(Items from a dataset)

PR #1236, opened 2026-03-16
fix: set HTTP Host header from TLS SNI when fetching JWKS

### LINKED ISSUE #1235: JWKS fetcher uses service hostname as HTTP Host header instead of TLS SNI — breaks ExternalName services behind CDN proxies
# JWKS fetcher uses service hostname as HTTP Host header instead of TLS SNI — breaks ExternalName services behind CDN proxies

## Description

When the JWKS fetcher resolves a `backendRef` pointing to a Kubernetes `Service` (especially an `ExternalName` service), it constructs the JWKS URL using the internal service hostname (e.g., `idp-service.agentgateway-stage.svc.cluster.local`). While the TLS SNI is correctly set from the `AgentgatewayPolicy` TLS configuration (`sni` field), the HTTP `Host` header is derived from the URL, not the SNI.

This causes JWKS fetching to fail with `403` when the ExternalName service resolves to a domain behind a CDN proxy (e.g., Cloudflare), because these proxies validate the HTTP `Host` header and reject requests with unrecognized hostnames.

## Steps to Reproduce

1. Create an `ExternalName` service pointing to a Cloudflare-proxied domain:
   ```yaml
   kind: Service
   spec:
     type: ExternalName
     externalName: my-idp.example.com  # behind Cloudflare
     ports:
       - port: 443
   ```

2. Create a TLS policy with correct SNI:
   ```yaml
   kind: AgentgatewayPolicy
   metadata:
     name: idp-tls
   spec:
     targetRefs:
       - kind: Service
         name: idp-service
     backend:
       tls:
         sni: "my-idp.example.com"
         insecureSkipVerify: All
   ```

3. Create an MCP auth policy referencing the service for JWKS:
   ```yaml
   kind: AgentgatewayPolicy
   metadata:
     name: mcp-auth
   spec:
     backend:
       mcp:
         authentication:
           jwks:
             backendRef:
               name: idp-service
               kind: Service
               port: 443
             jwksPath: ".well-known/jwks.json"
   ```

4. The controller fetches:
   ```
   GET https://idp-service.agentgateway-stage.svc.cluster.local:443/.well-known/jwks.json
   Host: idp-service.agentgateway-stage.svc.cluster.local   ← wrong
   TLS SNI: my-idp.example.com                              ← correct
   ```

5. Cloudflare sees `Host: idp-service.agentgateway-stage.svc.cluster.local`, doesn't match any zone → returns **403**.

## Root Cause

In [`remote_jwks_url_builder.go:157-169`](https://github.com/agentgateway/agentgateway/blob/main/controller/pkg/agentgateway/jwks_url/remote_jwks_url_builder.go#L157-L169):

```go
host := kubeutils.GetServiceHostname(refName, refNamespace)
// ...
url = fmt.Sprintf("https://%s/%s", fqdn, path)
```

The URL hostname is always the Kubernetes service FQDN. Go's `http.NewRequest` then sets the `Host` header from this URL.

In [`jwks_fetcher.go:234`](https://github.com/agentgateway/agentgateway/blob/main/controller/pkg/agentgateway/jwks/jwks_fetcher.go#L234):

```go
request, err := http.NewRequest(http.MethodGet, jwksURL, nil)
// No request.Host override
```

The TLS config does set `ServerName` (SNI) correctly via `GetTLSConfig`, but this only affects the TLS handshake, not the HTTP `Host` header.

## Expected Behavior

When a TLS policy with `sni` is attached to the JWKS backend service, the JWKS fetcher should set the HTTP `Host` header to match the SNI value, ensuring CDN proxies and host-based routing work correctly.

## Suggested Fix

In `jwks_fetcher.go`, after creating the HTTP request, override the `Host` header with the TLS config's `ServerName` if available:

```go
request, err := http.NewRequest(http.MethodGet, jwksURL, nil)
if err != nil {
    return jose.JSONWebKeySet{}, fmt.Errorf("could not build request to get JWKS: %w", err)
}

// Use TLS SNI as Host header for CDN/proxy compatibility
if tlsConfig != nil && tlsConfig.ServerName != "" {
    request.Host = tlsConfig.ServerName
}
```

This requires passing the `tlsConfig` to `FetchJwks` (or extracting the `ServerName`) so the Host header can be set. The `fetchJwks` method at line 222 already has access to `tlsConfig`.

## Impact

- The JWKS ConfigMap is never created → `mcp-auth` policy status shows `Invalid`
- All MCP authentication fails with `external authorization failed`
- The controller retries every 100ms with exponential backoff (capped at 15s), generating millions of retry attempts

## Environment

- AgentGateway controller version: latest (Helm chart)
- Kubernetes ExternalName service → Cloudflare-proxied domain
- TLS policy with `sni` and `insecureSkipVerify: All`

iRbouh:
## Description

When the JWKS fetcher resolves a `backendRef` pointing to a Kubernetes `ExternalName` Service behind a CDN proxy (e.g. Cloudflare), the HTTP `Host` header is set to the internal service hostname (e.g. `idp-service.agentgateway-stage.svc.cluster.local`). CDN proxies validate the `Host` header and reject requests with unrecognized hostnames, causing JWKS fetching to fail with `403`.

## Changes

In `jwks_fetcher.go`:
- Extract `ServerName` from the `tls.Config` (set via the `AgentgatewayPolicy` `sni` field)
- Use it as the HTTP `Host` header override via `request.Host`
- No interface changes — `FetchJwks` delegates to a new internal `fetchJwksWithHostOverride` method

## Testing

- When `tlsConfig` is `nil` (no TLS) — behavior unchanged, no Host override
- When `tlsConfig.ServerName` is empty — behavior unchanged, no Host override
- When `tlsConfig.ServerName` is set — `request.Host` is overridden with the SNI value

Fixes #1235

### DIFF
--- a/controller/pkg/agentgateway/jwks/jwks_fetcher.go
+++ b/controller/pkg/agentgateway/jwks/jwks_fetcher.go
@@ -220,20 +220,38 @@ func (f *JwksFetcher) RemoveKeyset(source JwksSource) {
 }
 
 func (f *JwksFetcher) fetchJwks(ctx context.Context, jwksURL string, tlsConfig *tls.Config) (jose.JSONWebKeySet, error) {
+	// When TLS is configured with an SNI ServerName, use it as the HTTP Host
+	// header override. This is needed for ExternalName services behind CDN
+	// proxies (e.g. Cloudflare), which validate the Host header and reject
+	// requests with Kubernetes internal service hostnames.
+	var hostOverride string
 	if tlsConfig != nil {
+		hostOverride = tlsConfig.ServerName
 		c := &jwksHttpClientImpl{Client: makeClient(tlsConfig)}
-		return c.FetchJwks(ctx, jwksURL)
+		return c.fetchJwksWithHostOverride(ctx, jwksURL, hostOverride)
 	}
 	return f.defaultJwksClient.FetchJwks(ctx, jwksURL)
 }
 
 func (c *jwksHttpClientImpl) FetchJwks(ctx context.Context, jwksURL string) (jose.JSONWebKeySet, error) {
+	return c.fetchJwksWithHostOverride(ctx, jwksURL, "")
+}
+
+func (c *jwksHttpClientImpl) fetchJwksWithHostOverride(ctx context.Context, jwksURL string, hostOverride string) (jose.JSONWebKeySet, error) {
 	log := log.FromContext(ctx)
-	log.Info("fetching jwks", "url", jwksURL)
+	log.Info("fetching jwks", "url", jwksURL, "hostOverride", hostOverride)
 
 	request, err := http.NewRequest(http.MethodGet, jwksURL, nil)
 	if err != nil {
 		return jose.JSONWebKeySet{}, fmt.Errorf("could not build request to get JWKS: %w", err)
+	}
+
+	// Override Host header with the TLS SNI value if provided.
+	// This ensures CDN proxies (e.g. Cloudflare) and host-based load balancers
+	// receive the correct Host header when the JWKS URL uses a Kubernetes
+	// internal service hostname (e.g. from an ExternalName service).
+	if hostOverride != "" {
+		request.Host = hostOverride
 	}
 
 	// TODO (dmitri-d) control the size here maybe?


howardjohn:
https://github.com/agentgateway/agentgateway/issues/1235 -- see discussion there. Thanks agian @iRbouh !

EXERCISE OBJECTIVE: Quote the records above from their first line through the line containing "### LINKED ISSUE", both ends included.

OUTPUT OF THE EXERCISE:
PR #1236, opened 2026-03-16
fix: set HTTP Host header from TLS SNI when fetching JWKS

### LINKED ISSUE #1235: JWKS fetcher uses service hostname as HTTP Host header instead of TLS SNI — breaks ExternalName services behind CDN proxies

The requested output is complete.